Once again there were 3 talks in the morning and 2 workshops in the afteroon. In the morning we covered:
-Random Forests. Take data with a classification variable e.g. active/inactive. Split the data by each variable in turn to optimise the separation of these two classes. Find the variable which ‘best’ splits the data. Take the two subsets that this split creates, and repeat the process. This forms a classification tree. Problem: the tree is greedy i.e. overfits. Solution, create lots of trees by resampling from the data with replacement (Boosting). For each sample, build at tree. At each node of the tree, restrict variable selection to a subset of the variables. Pick the ‘best’ variable from this subset and move down to the next node, where you again pick a subset of variables. Repeat to form lots of trees, a forest if you will. Since it’s based on random sampling, you might even call it a random forest. Clever, eh.
-ILP (inductive Logic Programming). Oh dear. Where to begin? Perhaps with the unjustified dig at the previous speaker during their Q and A. Or maybe with the explanation of how we can look at ‘facts’ about the molecules, rather than rows of data in a table, and how we can store these ‘facts’ in what looks suspiciously like… rows of data in a table (or at the least a database of table. Which does raise an interesting question I’ll come back to later). Or maybe with the lack of any information on how these ‘facts’ were used to create a predictive model. Or maybe with the random and completely irrelevant video footage of a robotic laboratory set up back at the speakers lab. Yes the robots looked cool, but they also had NOTHING WHATSOEVER TO DO WITH MACHINE LEARNING. Ahem. But it did raise an interesting question: sometimes we have a priori knowledge about the relationships between datapoints e.g. information that we might naturally store in a database of cross linked tables. How can we use this database in our analysis, rather than a single table?

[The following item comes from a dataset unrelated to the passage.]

PR #84678, opened 2019-11-02
Recreate target group when externalTrafficPolicy changes to local

jorge-gasca:
**What type of PR is this?**
/kind bug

-QSAR Applications of Machine Learning. A great talk covering a lot of ground, mainly focusing on how we can create alignment independent descriptive variables. Nice example was building a 2D histrogram from a 3D molecular surface by moving around inside it, changing direction when you hit an outer wall, and then recording the path lengths (1D histogram) and also the properties at the surface where you hit it (to get a 2D histogram). You can then compare histograms of molecules with known strong binding affinity to look for patterns, and then test to see whether these patterns appear in ‘new’ molecules. Only talk to beat my 30min impatience gene.
Then came the second half of my R workshop, this time covering:
-linear regression models (lm)
-how to asses them (r.squared, AIC, summary, ANOVA)
-how to test the predictive ability of the model (predict.lm)
-overview of principal components analysis (princomp,screeplot,biplot)
-overview of cluster analysis (hclust,cutree,kmeans)
Didn’t go as well as the first half, mainly because I got nervous and fell back into my bad habit of talking at 500mph (mental note – never check email just before a talk). Hopefully it was still of some use, and people will go back over the slides at their own pace. At the end of the day, if I persuaded 1 more person to try R, I’ll be happy.